Internal Server Error on first login & interactive apps rsync input/output error issue

All,

Apologies for the posts recently as we work through issues and solve them, we are working on OnDemand integration with Duo/ADFS on a new VM and could use some guidance.

Everything seems to be working well except we have a strange issue, where the first time anyone logs in, they are presented with a page “Internal Server Error: The server encountered an internal error or misconfiguration and was unable to complete your request…”. As soon as the person refreshes the page, they are logged in without further issue. I do not see anything out of the ordinary in the logs. Is there something we can look at that might point to what the issue is?

Another user seems to be having an issue when launching interactive apps.
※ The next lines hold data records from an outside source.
PR #547, opened 2024-03-10
[MinLength/MaxLength] Apply filtered row behavior at the row level evaluation

rdsharma26:
*Description of changes:*

- For certain scenarios, the filtered row behavior for MinLength and MaxLength was not working correctly.
- For example, when using both minLength and maxLength constraints in a single check, and with both using == <value> as an assertion. This was resulting in the row level outcome of the filtered rows to be false. This was because we were replacing values for filtered rows for Min to MaxValue and for Max to MinValue. But a number could not equal both at the same time.

```
val analyzerOptions = AnalyzerOptions(
  nullBehavior = NullBehavior.EmptyString,
  filteredRow = FilteredRowOutcome.TRUE
)

val check = new Check(CheckLevel.Error, "test-check")
  .hasMinLength("Company", _ == 8, analyzerOptions = Some(analyzerOptions)).where("ID > 2")
  .hasMaxLength("Company", _ == 8, analyzerOptions = Some(analyzerOptions)).where("ID > 2")


+---+----------------+-------+-----+-----------+----------+
|ID |Company         |ZipCode|State|City       |test-check|
+---+----------------+-------+-----+-----------+----------+
|1  |Acme            |90210  |CA   |Los Angeles|false     |   <-- Incorrect outcome for filtered row
|2  |Acme            |90211  |CA   |Los Angeles|false     |   <-- Incorrect outcome for filtered row 
|3  |Robocorp        |NULL   |NJ   |NULL       |true      |
|4  |Robocorp        |NULL   |NY   |New York   |true      |
+---+----------------+-------+-----+-----------+----------+


```

- Updated the logic of the row level assertion to MinLength/MaxLength to match what was done for Min/Max.

### DIFF
--- a/src/main/scala/com/amazon/deequ/analyzers/MaxLength.scala
+++ b/src/main/scala/com/amazon/deequ/analyzers/MaxLength.scala
@@ -36,6 +36,9 @@ case class MaxLength(column: String, where: Option[String] = None, analyzerOptio
   with FilterableAnalyzer {
 
   override def aggregationFunctions(): Seq[Column] = {
+    // The criterion returns a column where each row contains an array of 2 elements.
+    // The first element of the array is a string that indicates if the row is "in scope" or "filtered" out.
+    // The second element is the value used for calculating the metric. We use "element_at" to extract it.
     max(element_at(criterion, 2).cast(DoubleType)) :: Nil
   }
 
@@ -58,7 +61,7 @@ case class MaxLength(column: String, where: Option[String] = None, analyzerOptio
       case NullBehavior.Fail => when(isNullCheck, Double.MaxValue).otherwise(colLength)
       // Empty String is 0 length string
       case NullBehavior.EmptyString => when(isNullCheck, lit(0.0)).otherwise(colLength)
-      case NullBehavior.Ignore => length(col(column))
+      case NullBehavior.Ignore => colLength
     }
 
     conditionalSelectionWithAugmentedOutcome(updatedColumn, where)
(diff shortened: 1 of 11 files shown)


src/main/scala/com/amazon/deequ/analyzers/MaxLength.scala
```diff
@@ -35,12 +36,12 @@ case class MaxLength(column: String, where: Option[String] = None, analyzerOptio
   with FilterableAnalyzer {
 
   override def aggregationFunctions(): Seq[Column] = {
-    max(criterion) :: Nil
+    max(element_at(criterion, 2).cast(DoubleType)) :: Nil
```
eycho-am, line 39: nit: could we add a comment here explaining this behavior? Think it would be beneficial to clarify that this criterion is returning a column of list/tuples.

src/main/scala/com/amazon/deequ/analyzers/MinLength.scala
```diff
@@ -51,35 +52,16 @@ case class MinLength(column: String, where: Option[String] = None, analyzerOptio
...
-    val colLengths: Column = length(conditionalSelection(column, where)).cast(DoubleType)
-    getNullBehavior match {
-      case NullBehavior.Fail =>
-        conditionSelectionGivenColumn(colLengths, Option(isNullCheck), replaceWith = Double.MinValue)
-      case NullBehavior.EmptyString =>
-        // Empty String is 0 length string
-        conditionSelectionGivenColumn(colLengths, Option(isNullCheck), replaceWith = 0.0).cast(DoubleType)
-      case _ =>
-        colLengths
+    val colLength = length(col(column)).cast(DoubleType)
```
eycho-am, line 56: nice, this is much cleaner

eycho-am (approved):
LGTM - added one small comment for documenting this new behavior

rdsharma26:
Thanks for the review @eycho-am . I've addressed the comments in the latest commit.

eycho-am (approved):

Issue #519, opened 2023-10-30
[BUG] Row based output incorrect when using satisfies check and assertion with upper bound < 1


arsenalgunnershubert777:
**Describe the bug**
When using [satisfies](https://github.com/awslabs/deequ/blob/94821c27eda267560a226b3b82a28d9ca2823033/src/main/scala/com/amazon/deequ/checks/Check.scala#L682-L693) check, the columnar row based output seems unexpected based on the assertion being passed in. This specifically occurs when assertion has bound where upper bound < 1.

**To Reproduce**
1. Create custom check using satisfies, with some sql column condition. 
2. Pass in an assertion function with bounds where the upper bound < 1
3. Run check on input dataframe where some rows pass and some rows fail the column condition.
4. The row based output when calling [rowLevelResultsAsDataFrame](https://github.com/awslabs/deequ/blob/79b0ef7ae372045b381fc262798e0d5972e63fe4/src/main/scala/com/amazon/deequ/VerificationResult.scala#L93) will show all rows as false/fail

Code:
```
Check(CheckLevel.Error, id.value)
        .satisfies(
          sqlColumnCondition,
         "name",
          (d: Double) => d > 0 && d < 1.0
        )
```
Output row based dataframe:
```
+-----+------+------+
|index|values|result|
+-----+------+------+
|    1|  blue| false|
|    2| green| false|
|    3|  blue  false|
|    4|   red| false|
|    5|purple| false|
+-----+------+------+
```
5. However, if the assertion bounds is adjusted where the upper bound < 1.1 (instead of 1), then the row based results look correct

Code:
```
Check(CheckLevel.Error, id.value)
        .satisfies(
          sqlColumnCondition,
         "name",
          (d: Double) => d > 0 && d < 1.1
        )
```
Output row based dataframe (this is correct behavior):
```
+-----+------+------+
|index|values|result|
+-----+------+------+
|    1|  blue|  true|
|    2| green|  true|
|    3|  blue|  true|
|    4|   red| false|
|    5|purple| false|
+-----+------+------+

```
**Expected behavior**
The row based output should show rows that passed and rows that failed based on the columnCondition and shouldn’t be impacted by the assertion. The row based output shouldn’t show every row as false when there are certain rows that passed the columnCondition. The correct example is the one shown directly above.

**Screenshots**
N/A

**Additional context**
[...]

PR #553, opened 2024-04-03
Fix for satisfies row level results bug

rdsharma26:
*Issue #, if available:* https://github.com/awslabs/deequ/issues/519

*Description of changes:*

- The satisfies constraint was incorrectly using the provided assertion to evaluate the row level outcomes. The assertion should only be used to evaluate the final outcome.
- As part of this change, we have updated the row level results to return a true/false. The cast to an integer happens as part of the aggregation result.
- Added a test to verify the row level results using checks made up of different assertions.


mentekid (approved):

eycho-am (approved):
LGTM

They get:

rsync: mkstemp “/home/user/ondemand/data/sys/dashboard/batch_connect/sys/jupyterlab/output/6a9ca682-cf2b-4ab8-89ae-86681ec79cf6/.after.sh.HBJD5t” failed: Input/output error (5)
rsync: mkstemp “/home/user/ondemand/data/sys/dashboard/batch_connect/sys/jupyterlab/output/6a9ca682-cf2b-4ab8-89ae-86681ec79cf6/.before.sh.erb.oTykOr” failed: Input/output error (5)
rsync: mkstemp “/home/user/ondemand/data/sys/dashboard/batch_connect/sys/jupyterlab/output/6a9ca682-cf2b-4ab8-89ae-86681ec79cf6/.script.sh.erb.0PXcxp” failed: Input/output error (5)
rsync error: some files/attrs were not transferred (see previous errors) (code 23) at main.c(1179) [sender=3.1.2]

Others have the same issue, other users, like me, can launch the interactive apps just fine.

Any ideas on how to solve these two issues would be greatly appreciated.

No issues with the posts - we budget both in time and money for answering questions. So that’s no issue at all!

There should be something in apache’s error logs /var/log/httpd24-httpd for this. Whether it’s meaningful or not I can’t say but that’s our best bet to see any output there.

My guess is, there’s something funny with one of your HOME drives. At OSC our HOME drives are partitioned to maybe 4-5 storage nodes. One can blow up with a lot of lag and affect a certain number of folks but not others.

That is, my thinking is one of your storage devices is not working well, so it affects a subset of your users. Those users who happen to use that storage device.

There may be something in dmesg or journalctl about this, but I’m guessing you’ll have to run more tests on that file location with your storage folks.

Thanks Jeff for the reply. Good news is, we’ve resolved the issue with the input/output error. However, still getting the Internal Server Error just on the first login for people.

We’ve looked through the logs and really cannot see anything out of the ordinary that would cause this problem. We see the user map successfully, and that’s it, nothing more in the logs to note. It’s on debug as well so we should be getting all of the output. Do you know of anyone else who has seen this issue? A refresh of the page always fixes it, but it throws people off when they first see the error and they think the site is down.

That’s good to hear about the disk drives.

As to your auth issues, I’m not sure. Seems like something in the ADFS handshake flow is going wrong? Maybe you can try MellonDiagnosticsEnable and/or get some info from the browser.

This is an example of what I’d be looking for. From chrome, because chrome can capture stuff on redirects (though you may have to enable it?).

In any case, you can se I get a 302, 302, then I hit the dashboard with 200 response codes. I’m wondering what your flow looks like and where you’re 500 is coming from (which page/network call).